And Windows 95 was only 55MB install.

[https://www.neowin.net/forum/topic/1060820-how-big-were-
the-...](https://www.neowin.net/forum/topic/1060820-how-big-were-the-
different-windows-versions-95-19-mb/)

------
greysteil
I had a similar experience getting Dependabot onto the front page of HN as a
"Show HN"[1], all be it with less attention than this post (congrats on
that!).

\- Made it to #10 or thereabouts, and hung around on the front page for ~2
hours

\- Got around 10 (free) signups directly from it on the day. At the time we
were averaging 10 signups a day, so it doubled that day's attention

\- Lots of encouraging feedback, which was great, and a good gauge of what
(very) prospective customers might be interested in. No substitute for the
learning from direct "sales", though (even when giving the product away for
free)

\- Harder to measure the long-term awareness effect, but people very rarely
mention they saw Dependabot on HN (they're much more likely to have seen it
working on an open source repo)

\- Getting onto the front page was hard work! You can see from my
submissions[2] how many times I tried!

Overall my advice to anyone with an indie app would be to do the hard work of
selling / building word-of-mouth referrals. Working on marketing-style blog
posts looks easy and effective when you see others doing it, but very few
people talk about the numbers that come out of it, and all of the "misses"
where your content isn't picked up at all.

\-----

[1] Original post:
[https://news.ycombinator.com/item?id=15953694](https://news.ycombinator.com/item?id=15953694)

[2] My submissions:
[https://news.ycombinator.com/submitted?id=greysteil](https://news.ycombinator.com/submitted?id=greysteil)

------
encoderer
I like sharing what I’ve learned from building Cronitor with the HN community
and have been fortunate to be on the front page a few times but honestly I
think this website has generated more clones than customers. I’m sticking with
it though and plan to make up my losses on volume.

------
jondubois
Hacker News is in a big part responsible for the success of my Open Source
project.

I posted a screenshot with a one line caption on Reddit one evening then went
to bed. The next morning, I noticed that my project had a lot of stars (it
went from like 10 to 500 overnight) and I noticed that the numbers kept going
up every time I refreshed the page. Then I found out that all the traffic was
coming from news.ycombinator.com (not Reddit as I was thinking).
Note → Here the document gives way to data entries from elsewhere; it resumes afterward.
PR #3014, opened 2022-05-26
[5569] Add option to image picker to disallow upload of SVG

jvega190:
https://github.com/craftercms/craftercms/issues/5569

### DIFF
--- a/static-assets/components/cstudio-forms/controls/image-picker.js
+++ b/static-assets/components/cstudio-forms/controls/image-picker.js
@@ -58,6 +58,8 @@ CStudioForms.Controls.ImagePicker =
     this.previewBoxWidth = 300;
     this.external = null;
     this.supportedPostFixes = ['_s'];
+    this.CMgs = CStudioAuthoring.Messages;
+    this.langBundle = CStudioAuthoring.Messages.getBundle('contentTypes', CStudioAuthoringContext.lang);
 
     return this;
   };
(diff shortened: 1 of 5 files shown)


static-assets/components/cstudio-forms/controls/image-picker.js
```diff
@@ -871,7 +877,8 @@ YAHOO.extend(CStudioForms.Controls.ImagePicker, CStudioForms.CStudioFormField, {
         name: 'imageManager',
         type: 'datasource:image'
       },
-      { label: CMgs.format(langBundle, 'readonly'), name: 'readonly', type: 'boolean' }
+      { label: CMgs.format(langBundle, 'readonly'), name: 'readonly', type: 'boolean' },
+      { label: CMgs.format(langBundle, 'allowSVG'), name: 'allowSVG', type: 'boolean', defaultValue: 'true' }
```
rart: Disallow by default. Should the defaultValue here be a string or a boolean?
```suggestion
      { label: CMgs.format(langBundle, 'allowSVG'), name: 'allowSVG', type: 'boolean', defaultValue: 'false' }
```

rart (changes requested):

static-assets/components/cstudio-forms/controls/image-picker.js
jvega190: Even though the value is type boolean it is set as a string and the content-type engine handles/parses it as a boolean

rart (approved):

PR #3015, opened 2022-05-27
[4077] Add publisher review workflow option

jvega190:
https://github.com/craftercms/craftercms/issues/4077

### DIFF
--- a/ui/app/src/components/PublishDialog/PublishDialogContainer.tsx
+++ b/ui/app/src/components/PublishDialog/PublishDialogContainer.tsx
@@ -26,7 +26,6 @@ import {
   PublishDialogResourceInput
 } from './utils';
 import { useActiveSiteId } from '../../hooks/useActiveSiteId';
-import { usePermissionsBySite } from '../../hooks/usePermissionsBySite';
 import { useDispatch } from 'react-redux';
 import { fetchPublishingTargets } from '../../services/publishing';
 import { getComputedPublishingTarget, getDateScheduled } from '../../utils/content';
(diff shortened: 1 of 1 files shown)


ui/app/src/components/PublishDialog/PublishDialogContainer.tsx
```diff
@@ -76,9 +75,7 @@ export function PublishDialogContainer(props: PublishDialogContainerProps) {
   const [submitDisabled, setSubmitDisabled] = useState(true);
 
   const siteId = useActiveSiteId();
-  const permissionsBySite = usePermissionsBySite();
-  const myPermissions = permissionsBySite[siteId];
-  const hasPublishPermission = myPermissions?.includes('publish');
+  const hasPublishPermission = items?.every((item) => item.availableActionsMap.publish);
```
rart: This runs on every render; `some` would be best: doesn't iterate through the whole array and doesn't return true with an empty array
```suggestion
  const hasPublishPermission = items?.some((item) => !item.availableActionsMap.publish);
```

rart (changes requested):

ui/app/src/components/PublishDialog/PublishDialogContainer.tsx
jvega190: It should be with a `!` at he beggining: `!items?.some((item) => !item.availableActionsMap.publish)` (if there are some items without publish permission => negate to get if it has publish permission)

rart (approved):

PR #3029, opened 2022-06-02
[5614][3.1.x] TinyMCE menu unselectable after adding a new repeat group item

jvega190:
https://github.com/craftercms/craftercms/issues/5614

### DIFF
--- a/static-assets/components/cstudio-forms/forms-engine.js
+++ b/static-assets/components/cstudio-forms/forms-engine.js
@@ -2114,9 +2114,19 @@ var CStudioForms =
             });
           };
 
+          // If the repeating group that it's being re-rendered has RTE5 controls, remove all of them before cleanup up
+          // markup (so it'll remove all things related to those RTEs)
+          const $rte5Controls = $(controlEl).find('.rte-tinymce5-control')
+          if ($rte5Controls.length) {
+            const $rteInputs = $rte5Controls.find('.cstudio-form-control-input');
+            $rteInputs.each((index, element) => {
+              const rteId = element.getAttribute('id');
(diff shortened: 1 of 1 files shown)


static-assets/components/cstudio-forms/forms-engine.js
```diff
@@ -2114,9 +2114,19 @@ var CStudioForms =
             });
           };
 
+          // If the repeating group that it's being re-rendered has RTE5 controls, remove all of them before cleanup up
```
jvega190, line 2117: @rart the issue was that when re-rendering the repeating groups all elements `.tox-silver-sink` were being removed (those are related with RTE menus), and those not related with the repeating group being re-rendered were also removed, causing initialized RTEs to miss the elements and not to behave properly.
Using the `.remove()` function of the RTE removes everything related with the editor being removed.

static-assets/components/cstudio-forms/forms-engine.js
```diff
@@ -2182,6 +2192,7 @@ var CStudioForms =
             form.model[repeat.id][0] = [];
 
             this.parentNode.parentNode.reRender(this.parentNode.parentNode);
+            repeatEdited = true;
```
rart, line 2195: What's this for? Don't see it used anywhere in this PR.

jvega190: That was missing in the 'Add first item' case for the repeating group to indicate that there was a change in the form (and for it to show the confirmation dialog when trying to close it after adding a first item in a repeating group.

rart (approved):

PR #1521, opened 2015-06-17
Fix FFI with private extern classes not needing a "C Header" block

xymus:
According to the [manual of the C FFI for wrappers](http://nitlanguage.org/FFI/wrapping_C_libraries/), a private extern class does not need to import (or declare) its C equivalent type in the "C header" it can be done only in the "C body" (or the default "C" block).

This bug broke this feature. It may have been reintroduced by 16f94e0, or maybe even before. This PR adds a test to prevent future regression.

Bug referenced in #1520.


privat:
+1

BlackMinou:
+1

privat:
in fact, on of the issue on the sav with niti-ffi reported in https://github.com/privat/nit/pull/1520#issuecomment-113098703 was caused by this PR

I do not know if it is something that should be solved or marked UNDEFINED so just rebase and do what you prefer

http://gresil.org/jenkins/job/nit_tests/engine=niti/904/testReport/

xymus:
Yeah, it's the GCC warning. It passes the tests with nitc since it is raise at compilation but it fails in niti since compilation happens at runtime.

PR #1508, opened 2015-06-12
code: cleanup some docunits

privat:
They where detected since #1332 is merged

PR #1522, opened 2015-06-17
Nitunit fails bad code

When I got to work that morning, I asked my colleague what Hacker News was and
I told him about my GitHub stars. He was shocked when he saw my project on the
front page on HN. By his face I understood that it was like winning the
lottery.

My open source project is still doing well almost 5 years later so I can say
that it was a really big deal in my case. Getting all those GitHub stars
helped to create trust at the beginning and gain adoption.

------
minimaxir
A rule of thumb for Hacker News submissions used to be that when getting to
the front page, every score point translates to about 100 sessions/pageviews.
In this case (17000 sessions for a 315 point submission), it was only about
half that ratio.

That new ratio has been the case for a few of my recent submissions as well. I
wonder if something changed in the HN demo?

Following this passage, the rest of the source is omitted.